2000 Compared to 1999. For the year ended December 31, 2000, European
Energy reported operating income of $84 million. European Energy reported
operating income of $12 million for the three months ended December 31, 1999. In
1999, we recorded $22 million in equity income related to REPGB for the period
from October 1, 1999 through November 30, 1999.
RETAIL ENERGY
Our Retail Energy segment provides energy products and services to end-use
customers, ranging from residential and small commercial customers to large
commercial, institutional and industrial customers. In addition, Retail Energy
provided billing, customer service, credit and collection and remittance
services to Reliant Energy's regulated electric utility and two of its natural
gas distribution divisions. The service agreement governing these services
terminated on December 31, 2001. Retail Energy charged the regulated electric
and natural gas utilities for these services at cost. We acquired approximately
1.7 million electric retail customers in the Houston metropolitan area when the
Texas market opened to competition in January 2002. During the first half of
2002, the Texas electric retail market will be largely focused on the extensive
efforts necessary to transition customers from the utilities to the affiliated
retail electric providers. We expect to expand our marketing efforts for small
residential and commercial customers (i.e., customers with an aggregate peak
demand at or below one MW) to other areas in Texas outside of the Houston
territory during the second quarter of 2002. We signed 246 contracts with large
commercial, industrial and institutional (e.g., hospitals, universities, school
systems and government agencies) customers (i.e., customers with an aggregate
peak demand of more than one MW) during 2001, with an aggregate peak electric
energy demand of approximately 3,700 MW and serving approximately 12,000 meter
locations. These customers are both in the Houston metropolitan area as well as
outside of the Houston territory. Our marketing efforts for large commercial,
industrial and institutional customers are continuing throughout the competitive
region of the Electric Reliability Council of Texas (ERCOT).
For a discussion of the factors that may affect the future results of
operations of Retail Energy, please read "-- Certain Factors Affecting Our
Future Earnings -- Factors Affecting the Results of Operations of Our Retail
Energy Operations."
The following table provides summary data regarding the results of
operations of Retail Energy for 1999, 2000 and 2001.
RETAIL ENERGY
----------------------------------
YEAR ENDED DECEMBER 31,
----------------------------------
1999 2000 2001
---- ----- -----
(IN MILLIONS)
Operating Revenues ..................... $ 34 $ 64 $ 211
Operating Expenses:
Purchased power ..................... -- -- 27
Operation and maintenance ........... 35 101 110
General and administrative .......... 12 29 76
Depreciation and amortization ....... -- 4 11
---- ----- -----
Total Operating Expenses .......... $ 47 $ 134 $ 224
---- ----- -----
Operating Loss ......................... $(13) $ (70) $ (13)
==== ===== =====
46
2001 Compared to 2000. Our Retail Energy segment's operating loss
decreased by $57 million for 2001 compared to 2000. The operating loss reduction
was primarily due to increased sales of energy and energy services to
commercial, industrial and institutional customers, partially offset by (a)
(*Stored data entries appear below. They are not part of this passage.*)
PR #985, opened 2020-08-20
Handle ack timeout when client already disconnected

### LINKED ISSUE #750: [Improvement] AckMessage not throw timeout if related connection is already closed

JialinXin:
 - Fix ack timeout while the connection already disconnected to avoid noise.

Fixes #750


test/Microsoft.Azure.SignalR.Tests/ServiceLifetimeManagerFacts.cs
```diff
@@ -215,6 +215,83 @@ public async void TestSendConnectionAsyncisOverwrittenWhenClientConnectionExiste
...
+            proxy.ClientConnectionManager.TryAddClientConnection(context);
+
+            var task = proxy.WaitForApplicationMessageAsync(typeof(JoinGroupWithAckMessage));
+
+            var invokeTask = InvokeMethod(serviceLifetimeManager, "AddToGroupAsync");
+
+            // client quickly leaves
+            proxy.ClientConnectionManager.TryRemoveClientConnection(TestConnectionIds[0], out var conn);
+
+            if (typeof(IAckableMessage).IsAssignableFrom(typeof(JoinGroupWithAckMessage)))
```
vwxyzh, line 283: always `true`

src/Microsoft.Azure.SignalR/HubHost/ServiceLifetimeManagerBase.cs
```diff
@@ -247,12 +249,21 @@ protected static bool IsInvalidArgument(IReadOnlyList<object> list)
...
+        private async Task WriteCoreAsync<T>(T message, Func<T, Task> task, string connectionId = null) where T : ServiceMessage, IMessageWithTracingId
         {
             try
             {
                 await task(message);
             }
+            catch (TimeoutException ex)
+            {
+                // Regard the case connection already disconnected when send group message got timeout as success
+                if (connectionId == null || _clientConnectionManager.ClientConnections.TryGetValue(connectionId, out var connection))
```
wanlwanl, line 261: is `connectionId == null` an `ArgumentNullException`? can we actually get a null connection id?

test/Microsoft.Azure.SignalR.Tests/ServiceLifetimeManagerFacts.cs
```diff
@@ -215,6 +215,83 @@ public async void TestSendConnectionAsyncisOverwrittenWhenClientConnectionExiste
             Assert.True(false);
         }
 
+        [Fact]
+        public async void TestSendAckMessageWithTimeoutWhenClientConnectedThrowsExcetpion()
```
wanlwanl, line 219: async void ?

src/Microsoft.Azure.SignalR/HubHost/ServiceLifetimeManagerBase.cs
JialinXin: Common send message doesn't have connectionId information and it's default set null. Now only join/leave group is using ackable message.

test/Microsoft.Azure.SignalR.Tests/ServiceLifetimeManagerFacts.cs
JialinXin: copy paste errors. 😂

src/Microsoft.Azure.SignalR/HubHost/ServiceLifetimeManagerBase.cs
wanlwanl: How about checking:
```
if (message is Join/LeaveGroupWithAckMessage msg && _clientConnectionManager.ClientConnections.TryGetValue(msg.ConnectionId, out var connection))
{
....
}
```
then no need to change the function parameters

src/Microsoft.Azure.SignalR/HubHost/ServiceLifetimeManagerBase.cs
```diff
@@ -253,6 +255,28 @@ protected static bool IsInvalidArgument(IReadOnlyList<object> list)
             {
                 await task(message);
             }
+            catch (TimeoutException ex)
+            {
+                string connectionId = null;
+                switch (message)
+                {
+                    case JoinGroupWithAckMessage jmg:
```
vicancy, line 263: I am concerned about the extensibility of this change. How about adding an interface `IConnectionAckableMessage : IAckableMessage`?

JialinXin: Yes. Also an option considered which will include protocol change. Do we need any further discuss?

src/Microsoft.Azure.SignalR/HubHost/ServiceLifetimeManagerBase.cs
```diff
@@ -253,6 +255,21 @@ protected static bool IsInvalidArgument(IReadOnlyList<object> list)
...
+            catch (TimeoutException ex)
+            {
+                string connectionId = null;
+                if (message is IConnectionAckableMessage msg)
+                {
+                    connectionId = msg.ConnectionId;
+                }
+
+                // Regard the case connection already disconnected when send group message got timeout as success
+                if (connectionId == null || _clientConnectionManager.ClientConnections.TryGetValue(connectionId, out var connection))
```
vicancy, line 267: this logic can be moved into L263

src/Microsoft.Azure.SignalR.Protocols/ServiceMessage.cs
```diff
@@ -85,6 +85,14 @@ public interface IAckableMessage
         int AckId { get; set; }
     }
 
+    /// <summary>
+    /// Interface of connection ack-able message 
+    /// </summary>
+    public interface IConnectionAckableMessage : IAckableMessage
```
vwxyzh, line 91: what about `IAckableMessageForConnection`?

src/Microsoft.Azure.SignalR/HubHost/ServiceLifetimeManagerBase.cs
JialinXin: Considering this is a common method and would like to cover most situation. Do you suggest to do like this?
```
string connectionId = null;
// connection still exists and meet time-out.
if (message is IConnectionAckableMessage msg)
{
    if (_clientConnectionManager.ClientConnections.TryGetValue(connectionId, out var connection))
    {
        Log.FailedToSendMessage(Logger, message, ex);
        throw;
    }
}

// other ackable messages meet time-out
if (connectionId == null)
{
    Log.FailedToSendMessage(Logger, message, ex);
    throw;
}
```

src/Microsoft.Azure.SignalR.Protocols/ServiceMessage.cs
JialinXin: Shall we avoid preposition word in middle of naming and it seems not align with most others? For example, we don't use ConnectionMessageForOpen nor JoinGroupMessageForUser ?

src/Microsoft.Azure.SignalR/HubHost/ServiceLifetimeManagerBase.cs
```diff
@@ -253,6 +255,18 @@ protected static bool IsInvalidArgument(IReadOnlyList<object> list)
             {
                 await task(message);
             }
+            catch (TimeoutException ex)
+            {
+                // Regard the case connection already disconnected when send group message got timeout as success
+                if (message is IAckableMessageWithConnectionId msg && !_clientConnectionManager.ClientConnections.TryGetValue(msg.ConnectionId, out var connection))
+                {
+                    Log.SucceededToSendMessage(Logger, message);
```
vicancy, line 263: don't log success but just ignore?

wanlwanl: I need it for message log. will check whether we need to actual log it inside.

JialinXin:
Fix in RT.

increased personnel costs and employee related costs and (b) increased costs
associated with developing an infrastructure necessary to prepare for
competition in the retail electric market in Texas. Contracted energy sales to
large commercial, industrial and institutional customers are accounted for under
the mark-to-market method of accounting. These energy contracts are recorded at
fair value in revenue upon contract execution. The net changes in their market
values are recognized in the income statement in revenue in the period of the
change. During 2001, our Retail Energy segment recognized $74 million of
mark-to-market revenues related to commercial, industrial and institutional
energy contracts of which $73 million relates to energy that will be supplied in
future periods ranging from one to three years.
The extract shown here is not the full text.